SAN on the cheap
Simon Brock and Ian Wrigley use off-the-peg open-source software to build a basic implementation of a SAN using iSCSI
The Storage Area Network, or SAN, is one of those topics on which a lot of people make a lot of noise, but very few really know what it is and why they might want one. One of the main reasons for this is that once you sit down and look at the cost of what you need to build a SAN, things start to look really expensive. So we're going to take a look at what a SAN is, why you'd want one and, of course, how Open Source can help you build one on the cheap.
Depending on your IT background, a SAN is either a great new idea or a great old idea, but let's skip the history lesson and pretend SAN is new. In a conventional PC, everything is installed in one box: the processor, the memory and the disk drives. As you add more disk drives, it gets harder to fit them into the same box, so they end up being pushed out into an external box. This box of disks may have some abilities of its own; for example, it may implement some form of resilience based on striping, mirroring (or both) via some form of RAID controller. What becomes important is how this box of disks is attached to the box containing the processor onboard.

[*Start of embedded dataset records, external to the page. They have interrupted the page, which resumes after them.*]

PR #681, opened 2019-01-31
Implement failure::Fail for actix_web::Error.

marmistrz:
This is done in order to allow using actix_web::Error with crates such as failure.

As of `actix-web` 0.7.18 is it impossible to return `failure::Error` from functions using `actix-web` internally:
```
    let mut sys = System::new("test");
    let fut = get_future();
    sys.block_on(fut).map(|e| e.into())
```
which fails with
```
269 |     sys.block_on(fut).map_err(|e| e.into()) //.map_err(|e| format_err!("{}", e))
    |                                     ^^^^ the trait `std::error::Error` is not implemented for `actix_web::error::Error`

```

### DIFF
--- a/src/error.rs
+++ b/src/error.rs
@@ -44,41 +44,33 @@ pub type Result<T, E = Error> = result::Result<T, E>;
 /// for it that can be used to create an http response from it this means that
 /// if you have access to an actix `Error` you can always get a
 /// `ResponseError` reference from it.
+///
+/// This type supports conversion to the `failure::Error` type. To use this
+/// type as `std::error::Error`, you can use the `compat` method from `failure`.
 pub struct Error {
     cause: Box<ResponseError>,
     backtrace: Option<Backtrace>,
 }
 
-impl Error {
-    /// Deprecated way to reference the underlying response error.
-    #[deprecated(
-        since = "0.6.0",
-        note = "please use `Error::as_response_error()` instead"
-    )]
-    pub fn cause(&self) -> &ResponseError {
-        self.cause.as_ref()
-    }
-
-    /// Returns a reference to the underlying cause of this `Error` as `Fail`
-    pub fn as_fail(&self) -> &Fail {
-        self.cause.as_fail()
-    }
-
-    /// Returns the reference to the underlying `ResponseError`.
-    pub fn as_response_error(&self) -> &ResponseError {
-        self.cause.as_ref()
-    }
-
+impl failure::Fail for Error {
     /// Returns a reference to the Backtrace carried by this error, if it
     /// carries one.
     ///
     /// This uses the same `Backtrace` type that `failure` uses.
-    pub fn backtrace(&self) -> &Backtrace {
-        if let Some(bt) = self.cause.backtrace() {
+    fn backtrace(&self) -> Option<&Backtrace> {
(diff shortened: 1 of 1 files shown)


fafhrd91:
could you add test

mehcode:
This would be massively awesome. Currently my integration tests return `actix_web::Result` and have to `unwrap` non client request errors.

marmistrz:
I've rethought this change and we definitely don't want to just `impl std::error::Error` - we'll just throw away all the context information.

I've just properly implemented `failure::Fail` for `actix_web::Error` and this should do the trick. Probably the test should rather be a doc-test, but I'm not sure how to rewrite it so that it's suited for doc.

mehcode:
@marmistrz This PR removes `as_fail` and `cause`. Can those be put back in so this won't be a breaking change?

marmistrz:
> @marmistrz This PR removes as_fail and cause. Can those be put back in so this won't be a breaking change?

@mehcode They should be implemented automatically, IIRC. You may need to import some traits though. I'll recheck tomorrow

mehcode:
@marmistrz Still makes it a breaking change as libraries ( such as sentry-actix ) are depending on them being inherent methods.

marmistrz:
@mehcode this change has to be breaking, because to properly implement `Fail` we need to return `Option<&Backtrace>` and not `&Backtrace` as actix-web currently does it. 

I'd like to hear what the opinion of the maintainers is, though.

fafhrd91:
just fyi, I am dropping failure in 0.8, failure will be supported but actin_web::Error won't be based on Fail anymore.

fafhrd91:
@marmistrz could you re-evaluate this PR for 1.0? 1.0 is in master now

marmistrz:
Ok. I'll try migrating my code to 1.0 and see if things work as expected or if there are any changes needed.

marmistrz:
This PR still looks relevant, because even though current master drops the `failure` crate, the error types still don't seem to implement `std::error::Error`. I'll wait with updating the PR to target 1.0 until the migration guide is ready.

fafhrd91:
@marmistrz could you update it then. but i dont want to enforce `Error` trait on `ResponseError`

marmistrz:
Ok, so I'll wait until I can port my app to 1.0 and then see which types actually need the implementation of `std::error::Error`.

May I ask why you don't want `std::error::Error` for `ResponseError`?

fafhrd91:
`std::error::Error` adds a lot of boilerplate code. ie i usually just create error enum, something like

```rust
#[derive(From, Display)]
enum MyError {
  Err1,
  Err2,
  Err3(OtherError),
}
```

and `Error` trait would cause a lot of boilerplate unless we introduce some derive macro. i use derive_more extensively for `From` and `Display` macros

DoumanAsh:
@fafhrd91 Current `Error` is cheap because it depends on `Display` now. i.e. it requires no implementation since it uses `Display` to show error
But yeah, I think there is no need to require `std::error::Error` since it serves a little purpose, but we can make our own errors to impl the `Error` trait

fafhrd91:
yes, `actix_http::Error` can implement `std::Error`

fafhrd91:
`std::error::Error` impl added to `Error`. It is not possible to implement `Fail` for Error because failure requires `Send + Sync` for errors

PR #687, opened 2019-02-06
Fix typo

medwards:
The original
> This method requires to run within properly configured Actix system.

was not correct, so merged it with the previous statement about panicking (since it panics for me if I try to launch it /wo an actix system).

Could alternatively be
> This method requires a properly configured Actix system.

or a number of similar variants if the behaviour when run without an Actix system must remain undefined.

### DIFF
--- a/src/server/http.rs
+++ b/src/server/http.rs
@@ -451,9 +451,8 @@ impl<H: IntoHttpHandler, F: Fn() -> H + Send + Clone> HttpServer<H, F> {
     /// For each address this method starts separate thread which does
     /// `accept()` in a loop.
     ///
-    /// This methods panics if no socket addresses get bound.
-    ///
-    /// This method requires to run within properly configured `Actix` system.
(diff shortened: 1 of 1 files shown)


src/server/http.rs
```diff
@@ -451,9 +451,8 @@ impl<H: IntoHttpHandler, F: Fn() -> H + Send + Clone> HttpServer<H, F> {
     /// For each address this method starts separate thread which does
     /// `accept()` in a loop.
     ///
-    /// This methods panics if no socket addresses get bound.
-    ///
-    /// This method requires to run within properly configured `Actix` system.
+    /// This methods panics if no socket addresses get bound or it is not run
```
DoumanAsh: >no socket addresses get bound

Maybe say `no socket address can be bound

DoumanAsh: >or it is not run

Or `Actix` system is not yet configured?

DoumanAsh (approved):
Thanks, please note that reviewers are not notified when you perform force push, so feel free to ping via comment

PR #688, opened 2019-02-06
Make interface of Router public

popzxc:
This PR does not change any logic, but makes interface of the `Router` structure public.

Motivation: Router provides interfaces for (suprisingly) routing management, but currently its interface is almost completely hidden under `pub(crate)`. Making it public will allow users to implement non-trivial routing rules, such as ability to enable/disable some parts of application in the runtime by creating a multiple routers on their side.

### DIFF
--- a/src/handler.rs
+++ b/src/handler.rs
@@ -417,7 +417,7 @@ pub trait RouteHandler<S>: 'static {
     fn finish(&mut self) {}
 }
 
-/// Route handler wrapper for Handler
+/// Route handler wrapper for Handler.
 pub struct WrapHandler<S, H, R>
 where
     H: Handler<S, Result = R>,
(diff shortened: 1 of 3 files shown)


DoumanAsh:
@fafhrd91 Do you think it is good idea?

popzxc:
A bit of excuses: I understand, that in normal conditions nobody should use that. But when I've asked about routing management in runtime on gitter, I was suggested to implement routing manually. This PR allows me (and everyone who will ever be in similar situation) to implement manual routing comfortably.

Since `Router` is located at the `dev` module, it's pretty obvious (as for me) that people won't misuse that feature by accident.

fafhrd91:
here is partial port https://github.com/actix/actix-net/tree/master/router
i am planing to move it to actix-web repo and switch actix-web to new router.

fafhrd91:
@popzxc we can change router's api to improve re-usability

Issue #680, opened 2019-01-30
If-Modified-Since is not ignored if If-None-Match is specified


bbigras:
> A recipient must ignore If-Modified-Since if the request contains an If-None-Match header field; the condition in If-None-Match is considered to be a more accurate replacement for the condition in If-Modified-Since, and the two are only combined for the sake of interoperating with older intermediaries that might not implement If-None-Match.

https://greenbytes.de/tech/webdav/rfc7232.html

I tested with curl and I had a 304. `if-modified-since` matched but I used a bogus `if-none-match`.

DoumanAsh:
afaik I think we currently ignore non-matching `If-None-Match` and try to match `If-Modified-Since`

DoumanAsh:
We should take out [If-Modified-Since](https://github.com/actix/actix-web/blob/master/src/fs.rs#L444) only if `If-None-Match` is not present regardless of whether it matches

bbigras:
> We should take out If-Modified-Since only if If-None-Match is not present regardless of whether it matches

Sorry if I'm not understanding correctly. Are you suggesting that both `If-Modified-Since` and `If-None-Match` should match to result in a 304?

My problem is that when building docker image with NixOS's [dockerTools.buildLayeredImage](https://nixos.org/nixpkgs/manual/#ssec-pkgs-dockerTools-buildLayeredImage), the modified date on the file are all set to 1970-01-01 00:00:01Z. I reported the issue (https://github.com/NixOS/nixpkgs/issues/54955) but it could be a limitation of the way NixOS handles things.

So when I update my static files I get new etags but with the same modified date which cause 304 problems with actix-web.

DoumanAsh:
I meant that we should ignore presence of `If-Modified-Since` if there is `If-None_match` as per RFC

You can disable `Last-Modified` check via custom config btw https://actix.rs/actix-web/actix_web/fs/trait.StaticFileConfig.html

bbigras:
> I meant that we should ignore presence of If-Modified-Since if there is If-None_match as per RFC

:+1: 

> You can disable Last-Modified check via custom config btw https://actix.rs/actix-web/actix_web/fs/trait.StaticFileConfig.html

oh thanks!!

wilhg:
Hi @DoumanAsh , if it is possible, I would like to try to fix this bug for starting my contribution. Is it OK?

DoumanAsh:
@cuebyte Sure, contributions are appreciated

PR #692, opened 2019-02-07
Ignored the If-Modified-Since if If-None-Match is specified (#680)

wilhg:
Fixed the issue #680 , and added a unit test for the case.

### DIFF
--- a/src/fs.rs
+++ b/src/fs.rs
@@ -968,7 +968,25 @@ mod tests {
     }
 
     #[test]
-    fn test_if_modified_since_ignored() {
+    fn test_if_modified_since_without_if_none_match() {
+        let mut file = NamedFile::open("Cargo.toml")
+            .unwrap()
+            .set_cpu_pool(CpuPool::new(1));
+        let since = header::HttpDate::from(
+            SystemTime::now().add(Duration::from_secs(60)));
+
+        let req = TestRequest::default()
+            .header(header::IF_MODIFIED_SINCE, since)
+            .finish();
+        let resp = file.respond_to(&req).unwrap();
+        assert_eq!(
+            resp.status(),
+            StatusCode::NOT_MODIFIED
+        );
+    }
+
+    #[test]
+    fn test_if_modified_since_with_if_none_match() {
         let mut file = NamedFile::open("Cargo.toml")
             .unwrap()
             .set_cpu_pool(CpuPool::new(1));
--- a/src/fs.rs
+++ b/src/fs.rs
@@ -441,6 +441,8 @@ impl<C: StaticFileConfig> Responder for NamedFile<C> {
         // check last modified
         let not_modified = if !none_match(etag.as_ref(), req) {
             true
+        } else if req.headers().contains_key(header::IF_NONE_MATCH) {
+            false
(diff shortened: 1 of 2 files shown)


src/fs.rs
```diff
@@ -963,6 +967,33 @@ mod tests {
         assert_eq!(m, mime::APPLICATION_OCTET_STREAM);
     }
 
+    #[test]
+    fn test_if_modified_since_ignored() {
+        assert!(NamedFile::open("test--").is_err());
```
DoumanAsh: Is this assert part of test actually?

src/fs.rs
```diff
@@ -963,6 +967,33 @@ mod tests {
...
+        let mut file = NamedFile::open("Cargo.toml")
+            .unwrap()
+            .set_cpu_pool(CpuPool::new(1));
+        {
```
DoumanAsh: What is purpose of this block? and block below with assignment of file

DoumanAsh (commented):
Please add mention of this change to CHANGES.md

src/fs.rs
wilhg: I don't know. I copied the code from another unit test, and I can see in the other unit tests which related to static file, they all contain these 2 blocks. If you think it is meaningless, I can try to remove all these blocks in each unit test.

What's more, I also don't understand the purpose of `.set_cpu_pool(CpuPool::new(1))`, could you please explain to me? Thank you.

src/fs.rs
wilhg: I will remove it :)

src/fs.rs
DoumanAsh: Yeah, I think you can remove it as this test only wants to test your fix anyway.

As for setting custom cpu pool, I'm not sure, but I see no harm it anyway as you gonna avoid using implicit global one

wilhg:
@DoumanAsh please check again.

src/fs.rs
```diff
@@ -963,6 +967,25 @@ mod tests {
         assert_eq!(m, mime::APPLICATION_OCTET_STREAM);
     }
 
+    #[test]
+    fn test_if_modified_since_ignored() {
+        let mut file = NamedFile::open("Cargo.toml")
+            .unwrap()
+            .set_cpu_pool(CpuPool::new(1));
+        let since = header::HttpDate::from(
```
DoumanAsh, line 993: Sorry, I forgot one thing: could you please check if we have positive test case for `If-Modified-Since` if not, I'd appreicate if you could add it.

i.e. the same test but with no `IF_NONE_MATCH` header

DoumanAsh (approved):

src/fs.rs
wilhg: No problem, I added a positive test case for the `If-Modified-Since`, pls check

DoumanAsh: Thanks, but it would be nice if the `If-None-Match` test would verify that we're actually ignoring `If-Modified-Since`
Now that you have both tests you should see that both results in the same outcome, could you please adjust `since` value so that it could result in sending back file and having `If-None-Match` to prevent that? 😄 

P.s. most likely you need to take epoch time

DoumanAsh:
Thanks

SCSI is one technology for doing this, and it works well over short distances but has problems with long cables. Fibre Channel was invented to remedy this: put simply, it's a way of sending SCSI commands over optic fibre rather than electrical cable. Fibre Channel lets you to do some other neat things too, such as switching - similar to Ethernet switching - to get many PCs talking to the same box of disks, or a single PC talking to many boxes of disks. Moreover, these machines can have alternate paths to get to their data on the boxes of disks. That, basically, is a SAN: a collection of machines connected to boxes of disks via a fibre-optic network. It runs very quickly because of the fibre - when first introduced, Fibre Channel ran at 1Gb/sec and it will soon be available at 10Gb/sec.
At first glance, it may not be obvious why a SAN is such a good idea. If you have a lot of data, and need it accessed in a lot of different places (with the possibility for redundancy), a SAN topology may be a way to do this. It also lets you invest your storage budget centrally rather than distributing it around a lot of machines.
However, some manufacturers recently figured out that 1Gb/sec could be provided more cheaply than via an expensive fibre infrastructure - a 1000BaseT Ethernet runs at 1Gb/sec over cheap copper cable. But to make a SAN work over 1000BaseT, they had to find a way of sending SCSI commands over Ethernet. Enter iSCSI, which is all about sending SCSI commands in IP packets. What this means is that if you have a machine and box of disks that support iSCSI, you can build a SAN over your existing Ethernet. That lets you use all the neat features that Ethernet and IP provide for sorting out routes and alternate paths, without worrying about how a Fibre Channel switch would do it. The iSCSI SAN was born and is now supported by a large number of manufacturers. In the rest of this article, we're going to show you how to put together a reliable and resilient iSCSI SAN, based (for the most part) on open-source software.
Initiators and targets
Before going on, we need to know a bit of iSCSI terminology. Under iSCSI, there are two parties: the initiator (the machine that wants the data) and the target (the machine providing the data). In a fibre-based SAN, the initiator is a computer and the target is a RAID array, but in our example we're going to build an iSCSI target out of two PCs in an active-passive pair. The idea will be that one machine will act as target and handle iSCSI requests from the initiators, then mirror its disks to another machine that will act as a hot standby. If the active machine fails, the standby machine will take over to provide the iSCSI service, and when the failed machine returns it will resynchronise with the standby machine and then take back the service. This is ambitious stuff, and as we write this article we don't know if it's going to work; it should, but we'll see.